Stanley Yelnats' Survival Guide to Camp Green Lake
- First edition cover
- Author: Louis Sachar
- Illustrator: Jeff Newman
- Cover artist: Bagram Ibatoulline
- Language: English
- Series: Holes series
- Genre: Young adult
- Publisher: Yearling Books
- Publication date: March 11, 2003
- Publication place: United States
- Media type: Print (paperback)
- Pages: 96 pp (first edition)
- ISBN: 0-440-41947-6
- OCLC: 51849580
- LC Class: MLCS 2006/42289 (P)
- Preceded by: Holes
- Followed by: Small Steps

= Stanley Yelnats' Survival Guide to Camp Green Lake =

2003 novel by Louis Sachar

Stanley Yelnats' Survival Guide to Camp Green Lake is a 2003 companion book for young adults by Louis Sachar, first published by Yearling Books (an imprint of Random House).
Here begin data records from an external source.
PR #14668, opened 2022-07-29
Update unsupported-postgres-features.md

stbof:
Move reason and workaround closer to limitation so it's not missed.

### DIFF
--- a/_includes/v22.1/sql/unsupported-postgres-features.md
+++ b/_includes/v22.1/sql/unsupported-postgres-features.md
@@ -1,10 +1,14 @@
 - Stored procedures and functions.
 - Triggers.
 - Events.
-- User-defined functions (UDF).
-- FULLTEXT functions and indexes.
-- Drop primary key. Each table must have a primary key associated with it. You can [drop and add a primary key constraint within a single transaction](drop-constraint.html#drop-and-add-a-primary-key-constraint).
-- XML Functions.
+- User-defined functions (UDFs).
+- `FULLTEXT` functions and indexes.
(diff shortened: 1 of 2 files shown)


_includes/v22.1/sql/unsupported-postgres-features.md
```diff
@@ -1,12 +1,10 @@
...
-- XA syntax
-- Creating a database from a template
-
-<a name="drop-primary-key"></a> * Each table must have a primary key associated with it. You can, however, [drop and add a primary key constraint within a single transaction](drop-constraint.html#drop-and-add-a-primary-key-constraint).
+- Stored procedures and functions.
+- Triggers.
+- Events.
+- User-defined functions (UDF).
+- FULLTEXT functions and indexes.
+- Drop primary key. Each table must have a primary key associated with it. You can [drop and add a primary key constraint within a single transaction](drop-constraint.html#drop-and-add-a-primary-key-constraint).
```
taroface, line 6: I would personally use this approach, assuming this renders correctly. I think it's clearest if this bulleted list is simply a list of features, and further explanation is kept separate.

```suggestion
- Drop primary key. 
  {{site.data.alerts.callout_info}}
  Each table must have a primary key associated with it. You can [drop and add a primary key constraint within a single transaction](drop-constraint.html#drop-and-add-a-primary-key-constraint).
  {{site.data.alerts.end}}
```

taroface (commented):
Just 1 suggestion, but your call

taroface (approved):
LGTM!

PR #14700, opened 2022-08-02
Added note to client key description on encrypted key error

kathancox:
Fixes [DOC-3761](https://cockroachlabs.atlassian.net/browse/DOC-3761)

Added a note to warn users that client keys can potentially be encrypted. If the key isn't decrypted before passing, they will receive an error. Inclued in changefeed docs v21.1 – v22.1 for the `client_key` param.


kathancox:
Here is a preview for the 22.1 docs: https://deploy-preview-14700--cockroachdb-docs.netlify.app/docs/stable/changefeed-sinks.html#kafka

amruss (approved):
LGTM

andf-crl (approved):
LGTM: with one suggestion:

- the decrpyt command changes the filename of the key we use in our changefeed statement from `key.pem` to `key.decrypt.pem`. You definitely don't want to directly clobber `key.pem` with the same name (i.e. overwrite), so probably best here to just note something at the end, maybe:

> Once decrypted, be sure to update your changefeed statement to use the new `key.decrpyt.pem` file instead.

It is the second in a series inaugurated in 1998 by the award-winning Holes and was published a month before the release of the film version of that novel.

Survival Guide is a "tongue-in-cheek handbook for newcomers" to Camp Green Lake, for a "more pleasant" trip than the one featured in Holes.

As of May 18, 2003, the book was ranked 8th by The New York Times on its list of bestselling Children's Paperback Books.